BEGIN PROVIDED RECORDS
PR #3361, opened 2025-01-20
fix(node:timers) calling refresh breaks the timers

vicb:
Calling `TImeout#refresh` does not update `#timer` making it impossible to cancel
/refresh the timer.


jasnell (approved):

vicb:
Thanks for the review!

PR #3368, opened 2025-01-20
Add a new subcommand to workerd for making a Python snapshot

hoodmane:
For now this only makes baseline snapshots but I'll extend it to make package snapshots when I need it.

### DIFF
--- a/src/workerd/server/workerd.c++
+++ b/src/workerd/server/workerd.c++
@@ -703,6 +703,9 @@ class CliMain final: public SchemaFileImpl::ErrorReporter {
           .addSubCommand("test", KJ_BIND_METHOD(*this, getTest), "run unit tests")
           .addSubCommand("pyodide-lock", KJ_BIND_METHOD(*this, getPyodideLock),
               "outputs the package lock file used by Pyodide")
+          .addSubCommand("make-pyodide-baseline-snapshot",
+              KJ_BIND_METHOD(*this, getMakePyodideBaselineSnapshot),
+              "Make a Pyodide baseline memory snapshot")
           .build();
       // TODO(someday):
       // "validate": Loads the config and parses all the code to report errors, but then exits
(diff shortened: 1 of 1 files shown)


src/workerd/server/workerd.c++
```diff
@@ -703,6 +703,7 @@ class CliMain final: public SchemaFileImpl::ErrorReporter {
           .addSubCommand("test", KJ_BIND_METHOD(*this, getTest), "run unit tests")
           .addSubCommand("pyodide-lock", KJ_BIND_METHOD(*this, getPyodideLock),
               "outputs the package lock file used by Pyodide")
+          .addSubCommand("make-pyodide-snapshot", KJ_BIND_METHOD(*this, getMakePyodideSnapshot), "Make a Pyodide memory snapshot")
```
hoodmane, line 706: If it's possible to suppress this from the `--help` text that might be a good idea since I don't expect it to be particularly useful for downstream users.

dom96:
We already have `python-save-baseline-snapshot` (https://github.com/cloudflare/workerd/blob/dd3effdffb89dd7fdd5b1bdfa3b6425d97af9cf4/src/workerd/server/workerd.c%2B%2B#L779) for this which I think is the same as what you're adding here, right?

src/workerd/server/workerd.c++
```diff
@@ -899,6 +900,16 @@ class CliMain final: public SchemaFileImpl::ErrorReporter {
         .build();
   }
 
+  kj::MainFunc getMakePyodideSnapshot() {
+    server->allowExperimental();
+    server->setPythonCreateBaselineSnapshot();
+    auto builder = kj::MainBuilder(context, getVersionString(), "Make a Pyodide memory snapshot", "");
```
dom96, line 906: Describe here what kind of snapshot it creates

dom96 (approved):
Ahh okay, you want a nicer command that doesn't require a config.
END PROVIDED RECORDS
Reproduce the data. Match each line exactly.

SOLUTION TO THIS PROBLEM |
PR #3361, opened 2025-01-20
fix(node:timers) calling refresh breaks the timers

vicb:
Calling `TImeout#refresh` does not update `#timer` making it impossible to cancel
/refresh the timer.


jasnell (approved):

vicb:
Thanks for the review!

PR #3368, opened 2025-01-20
Add a new subcommand to workerd for making a Python snapshot

hoodmane:
For now this only makes baseline snapshots but I'll extend it to make package snapshots when I need it.

### DIFF
--- a/src/workerd/server/workerd.c++
+++ b/src/workerd/server/workerd.c++
@@ -703,6 +703,9 @@ class CliMain final: public SchemaFileImpl::ErrorReporter {
           .addSubCommand("test", KJ_BIND_METHOD(*this, getTest), "run unit tests")
           .addSubCommand("pyodide-lock", KJ_BIND_METHOD(*this, getPyodideLock),
               "outputs the package lock file used by Pyodide")
+          .addSubCommand("make-pyodide-baseline-snapshot",
+              KJ_BIND_METHOD(*this, getMakePyodideBaselineSnapshot),
+              "Make a Pyodide baseline memory snapshot")
           .build();
       // TODO(someday):
       // "validate": Loads the config and parses all the code to report errors, but then exits
(diff shortened: 1 of 1 files shown)


src/workerd/server/workerd.c++
```diff
@@ -703,6 +703,7 @@ class CliMain final: public SchemaFileImpl::ErrorReporter {
           .addSubCommand("test", KJ_BIND_METHOD(*this, getTest), "run unit tests")
           .addSubCommand("pyodide-lock", KJ_BIND_METHOD(*this, getPyodideLock),
               "outputs the package lock file used by Pyodide")
+          .addSubCommand("make-pyodide-snapshot", KJ_BIND_METHOD(*this, getMakePyodideSnapshot), "Make a Pyodide memory snapshot")
```
hoodmane, line 706: If it's possible to suppress this from the `--help` text that might be a good idea since I don't expect it to be particularly useful for downstream users.

dom96:
We already have `python-save-baseline-snapshot` (https://github.com/cloudflare/workerd/blob/dd3effdffb89dd7fdd5b1bdfa3b6425d97af9cf4/src/workerd/server/workerd.c%2B%2B#L779) for this which I think is the same as what you're adding here, right?

src/workerd/server/workerd.c++
```diff
@@ -899,6 +900,16 @@ class CliMain final: public SchemaFileImpl::ErrorReporter {
         .build();
   }
 
+  kj::MainFunc getMakePyodideSnapshot() {
+    server->allowExperimental();
+    server->setPythonCreateBaselineSnapshot();
+    auto builder = kj::MainBuilder(context, getVersionString(), "Make a Pyodide memory snapshot", "");
```
dom96, line 906: Describe here what kind of snapshot it creates

dom96 (approved):
Ahh okay, you want a nicer command that doesn't require a config.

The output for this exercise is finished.